As matters are with scene-setting, so they
are with character delineation. The most-interesting character in Relentless (and, it could be argued, in
the two prior books) is Zaknafein, Drizzt’s father, revived from the deep past
into a new and very different world and trying to cope with, among other
things, a level of cooperation and mutual respect among different races that is
at odds with everything in his upbringing and experience. Zaknafein is
attractively flawed: deeply racist and suspicious of all those who are not like
him (and most of those who are), but striving mightily to overcome his
instinctive and learned-early-in-life feelings and responses. Few other
characters have intriguing flaws (Drizzt had them in earlier Forgotten Realms
books, but both he and his imprint are essentially flawless in this trilogy). The
mercenary Jarlaxle remains an engaging blend of selfishness and emotion-driven
willingness to help others, and Kimmuriel Oblodra, the co-leader of Jarlaxle’s
group, is also interesting for the ways in which he responds when his
intellectual detachment from events is repeatedly challenged.

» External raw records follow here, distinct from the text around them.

Issue #131, opened 2025-02-06
bug: Dropdowns incorrectly positioned on PyGFX + Qt


gselzer:
For some reason, the Qt dropdowns are translated across the screen when I'm using PyGFX canvases (in the video, they're in the bottom right corner):

https://github.com/user-attachments/assets/0b8f95bf-b72a-44a3-8ffe-df1ca9a8ff77

For some reason, it does not happen if I instead use VisPy.

For what it's worth, I'm using PyQt6 v6.8.0.

@tlambert03 can you replicate?

The only hint I have here is that when I run PyGFX, I see logged to the terminal
```
QWindowsWindow::setGeometry: Unable to set geometry 600x666+0+0 (frame: 600x666+0+0) on QWidgetWindow/"QWidgetClassWindow" on "DELL U2713H". Resulting geometry: 600x666+2160+1072 (frame: 600x666+2160+1072) margins: 0, 0, 0, 0)
```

But there is
little other subtlety in the characterizations here – for instance, the
self-protective stance of powerful mage Gromph Baenre is shown in an entirely
negative light.
If there is an overriding flaw in Relentless, it is a certain level of
obviousness. It is unthinkable that Salvatore would kill off Drizzt permanently
just when his wife, Cattie-Brie, is about to have a child. It is unimaginable
that the vast, powerful forces of darkness will be able to muster sufficient
strength to overcome Zaknafein and the forces of positivity (not exactly
“good”) that he represents. It would be unbelievable for Salvatore to convey
any message in the conclusion of this trilogy other than one that says love and
compassion can and will defeat all evils, no matter how strong. So the way Relentless and the elements of the
trilogy it concludes come together is, really, scarcely surprising. But
Salvatore’s strength is in the way he gets to the foregone conclusion, the way
he moves between and interrelates past events and those set in the “present” of
the characters, the way he constructs scenes ranging from those of grand
battles to those of individual characters sniping at each other with words
rather than weapons of steel. Salvatore is a past master of the Forbidden
Realms universe, and if Relentless is
neither a satisfactory entry point to those realms nor one of the best
explorations of them, it is nevertheless a highly satisfying, well-paced,
internally consistent and often very exciting foray into them – whatever the
merits may or may not be of describing it as “A Drizzt Novel.”